Anche "Aguirre", del resto, come rappresentazione dell'Utopia, diventa un film-chiave per l'ortodossia cronologico- temporale con cui è stato girato: 450 comparse Indios e parecchi comprimari per un tempo relativamente molto breve (tra i primi di Gennaio e la fine di Febbraio). Oltre a uno spirito nichilista di sconfitta perenne che si respira nel film fin dalle prime immagini (decisamente antitetico a quello dei classici film di genere del cinema americano ed europeo), la storia viene riletta attraverso la contemporaneità di una fiction, senza alcuna concessione o modifica tecnica del cinema tradizionale, con un realismo che celebra la fine prematura del cinema adulterato degli studios e delle imposizioni produttive. Lo spettatore diventa a suo modo "protagonista attivo" di una Catarsi, destinata a mutare umore ad ogni inquadratura, finendo con l'assorbire quello che il linguaggio cinematografico attuale ambisce a catturare "nell'interiorità" della visione. C'è indubbiamente qualcosa del cinema di Bresson, se non altro la capacità di Herzog di colpire attraverso minuziose tracce che servono a riscoprire il piacere del cinema come esperienza anche "esplorativa" di conoscenza diretta non della storia in sè, ma delle ragioni che portano la storia a compiersi.
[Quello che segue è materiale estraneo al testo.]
PR #6589, opened 2026-07-04
Retain the block owner's proposal signature alongside certificates (#456)

### LINKED ISSUE #456: Do not erase signature of block owners
Needed for auditing

Bonus point for not hashing the signature as part of the certificate.

ma2bd:
## Motivation

Fixes #456. When a block proposal is turned into a certificate, the chain owner's signature is discarded — a confirmed block retains `authenticated_owner` but nothing backs it. As a result, the authorization of a block (and of the `authenticated_owner` claims on its outgoing messages) is attested only by the validator quorum: an auditor replaying the chain, or any party distrusting a (possibly revoked) committee, cannot verify that a chain owner ever authorized the block.

## Proposal

Make the owner's signature over the block a first-class object, retained on the block itself, and make it a validity condition for blocks that declare an `authenticated_owner`:

- New `OwnerAuthorization { round, signature }`: the owner's signature over the *outcome-less* `ProposalContent` of the block. Every block's first proposal has `outcome: None`, and that signature is exactly the one validators check against `authenticated_owner` at proposal time. Given the block, anyone can reconstruct the signed content (`Block::to_proposed()` + the recorded round) and verify it — no extra data needed.
- **Proposals carry it directly** (per review feedback): `BlockProposal` gains an `owner_authorization` field and a `validated_certificate` field, replacing the `OriginalProposal` enum — `OriginalProposal::Fast(signature)` was byte-for-byte an `OwnerAuthorization { round: Fast, signature }`, and `Regular` was just the lite certificate. When the proposer is the authenticated owner and the signed content has no outcome (the common case), the proposal signature doubles as the authorization and the field stays empty. The worker's three-way proposal match collapses into one uniform rule; in this PR, an explicit authorization is accepted only on retries (fast-round or validated), so proposal semantics are unchanged.
- **The certified block retains it** (per review feedback): `Block` gains an `owner_authorization` field, sitting *outside* `BlockHeader` and therefore outside `Block::hash()`, which commits to the header only. The certificates carry nothing extra: `ConfirmedBlock::new(validated.block().clone())` moves the evidence from the validated to the confirmed certificate for free, and storage — which decomposes a certificate into (lite certificate bytes, block bytes) — preserves it without help.
- **Why the block hash must not cover it.** `Block` stays a pure function of `(ProposedBlock, BlockExecutionOutcome)`, which several rules silently depend on. `ChainManager::check_proposed_block` implements "without a certificate, only a retry of the very block we confirmed in the fast round is acceptable" as `matches_proposed_block`, comparing the seven `ProposedBlock` fields; that is sound only because same proposed block + deterministic execution ⟹ same hash. If the round-dependent signature entered the hash, a validator that confirmed a block in the fast round would accept a re-proposal carrying a freshly signed authorization as a *different* block and vote to validate it with `unlocking_round: None` — a claim contradicted by its own confirmation, i.e. exactly the attributable fault `extract_equivocations` mines. Two semantically identical blocks would then look like a fork. The authorization is also not covered by the proposer's signature (it cannot be, without circularity), so it is malleable in transit; keeping it out of the hash makes that harmless.
  Correspondingly, `PartialEq`/`Eq`/`Hash` on `Block` compare the header and body only, so equality agrees with `hash()`: a block re-proposed in a later round with a different but equally valid authorization is the *same* block.
- **Validity rule**: a certified block with `authenticated_owner: Some(owner)` is rejected (`ChainError::MissingOwnerAuthorization`) unless it retains a valid signature by `owner`. Enforced in `process_validated_block`, `process_confirmed_block`, and on retry proposals — so invalid or missing evidence can't enter locking blocks. Blocks without an authenticated owner may omit the signature, but if present it must verify. This rule is deliberately self-contained: it needs only the block, so anyone holding one can apply it.
- **Entitlement stays an execution-state question**, checked at proposal time rather than by the rule above. Whether the signer was allowed to authorize in the round they claim depends on the chain's ownership at that height, which `check_block_authorization` has no access to. So the worker checks it next to the existing `can_propose` call: an authorization claiming `Round::Fast` must be signed by a super owner, since only super owners propose in the fast round. That gate is what lets the manager rebuild a `LockingBlock::Fast` from such an authorization. An auditor replaying the chain re-derives ownership and can apply the same rule for any round.
- Wire format: `optional bytes owner_authorization` on the gRPC `BlockProposal` message; the `Certificate` and `LiteCertificate` messages need no such field, since the authorization travels inside the serialized block. BCS formats updated accordingly (`formats.yaml` regenerated) — the evidence now appears once, on `Block`, rather than on each of the three certificate types.

Note: this changes the stored and transmitted block and proposal formats, so it requires a new deployment; previously stored certificates do not deserialize. Every block also grows by the `Option` tag byte, so `EMPTY_BLOCK_SIZE` — which the `maximum_block_size` policy counts against — goes from 94 to 95.

The authorization is **exposed over GraphQL** along with the rest of the block: `Round` was already a scalar, and `AccountSignature` becomes one via `doc_scalar!` — the serde-based macro, like the per-scheme signature scalars it wraps. That symmetry is load-bearing rather than cosmetic: clients deserialize GraphQL responses with serde (the indexer goes through `post_graphql::<Block, _>`), so a scalar whose `ScalarType` encoding differs from its serde one cannot be read back. `bcs_scalar!` would be such a case here — it is only symmetric for types like `AccountOwner` that also carry a matching human-readable serde impl, which `AccountSignature` does not. `OwnerAuthorization` is a `SimpleObject` over the two scalars, so `block { ownerAuthorization { round signature } }` resolves, and blocks read back through `linera-service-graphql-client` carry their evidence.

One consequence of this placement is worth calling out: the evidence is non-hash-committed payload on a hash-addressed object, so `db_storage`'s block cache — keyed by block hash — cannot distinguish two copies of a block that differ only in their authorization. Validity is always judged against the certificate's own deserialized block, never the cache, and in honest operation every copy carries the same signature, so this is benign; it is the structural cost of retaining the evidence on the block rather than on the certificate.

## Test Plan

- Unit test `owner_authorization_verifies_against_block`: signature round-trip, wrong round, wrong signer vs. `authenticated_owner`, missing authorization rejected for authenticated blocks and accepted otherwise, and that attaching the authorization changes neither the block's hash nor its equality with the unauthorized block.
- Worker test `test_handle_certificate_without_owner_authorization`: stripping the authorization from a valid confirmed certificate leaves its hash and validator signatures intact, yet the worker rejects it with `MissingOwnerAuthorization`; the same certificate with the authorization retained is accepted.
- Client tests assert end-to-end retention: the fast-path certificate's block carries a verifying authorization, and in `test_finalize_locked_block_with_blobs` the block finalized by client 2B still verifies against owner 2A's signature (carried across the validated certificate and the retry) — with no client-side carry-over code, since the block itself moves from the validated to the confirmed certificate.
- `check_that_validators_have_certificate` compares the retained authorization across validators explicitly, since certificate equality — which compares value hashes — does not cover it.
- `account_signature_graphql_scalar_matches_serde` pins the invariant above for all three signature schemes: the scalar's `to_value` equals its serde value, and `parse` round-trips.
- The exported GraphQL schema (`service_schema.graphql`) is regenerated and matches `linera-schema-export`.
- Worker tests use an owner-key registry in `TestEnvironment` so self-certified test blocks carry valid authorizations; fast retries exercise the unified proposal path.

Il primo, grande fotogramma del film, mentre scorrono ancora i titoli di presentazione, è la "diretta" rappresentazione del primo giorno delle riprese, con la troupe e il cast quasi al completo (personaggi, comprimari e comparse indios comprese) atti ad attraversare i pendii nelle vicinanze del Machu Pichu verso il fiume Urubamba: è una sequenza a dir poco indimenticabile, dove lo spettatore avverte l'abissale vertigine dei luoghi, e al tempo stesso atto a contemplare la strana alleanza meteorica tra la nebbia celere a diradarsi e un'improvviso squarcio di sole (...) E basterebbero già queste prime immagini per raccontare le riprese del film, la cui riuscita è frutto anche di un'alleanza "magica" con la natura e l'ambiente della foresta amazzonica, e/o di una serie di fatalità e coincidenze che hanno avuto un ascendente di grande rilievo nella realizzazione dell'opera. E proprio questa strada tracciata da Herzog, di girare "in presa diretta" e senza uno script già scritto in ogni sua parte, questo modo di montare e rimontare ogni sequenza a seconda delle circostanze, gli ha valso negli anni parecchi estimatori e qualche critica. In realtà "Aguirre" è un film che coinvolge proprio per la sua imprevedibilità narrativa, come un crocevia temporale che sa come arriverà al suo epilogo, ma non "come" e "in quale modo". In un certo senso al posto dell'inventato diario di Gaspar De Carvajal, sarà lo stesso Herzog a scrivere un "diario visivo" dell'esperienza del film, mettendo a nudo la sua proverbiale riluttanza verso gli script imposti dai produttori, convinto che ciascun personaggio possa essere modificato gradualmente, come lo stesso film di cui fa parte.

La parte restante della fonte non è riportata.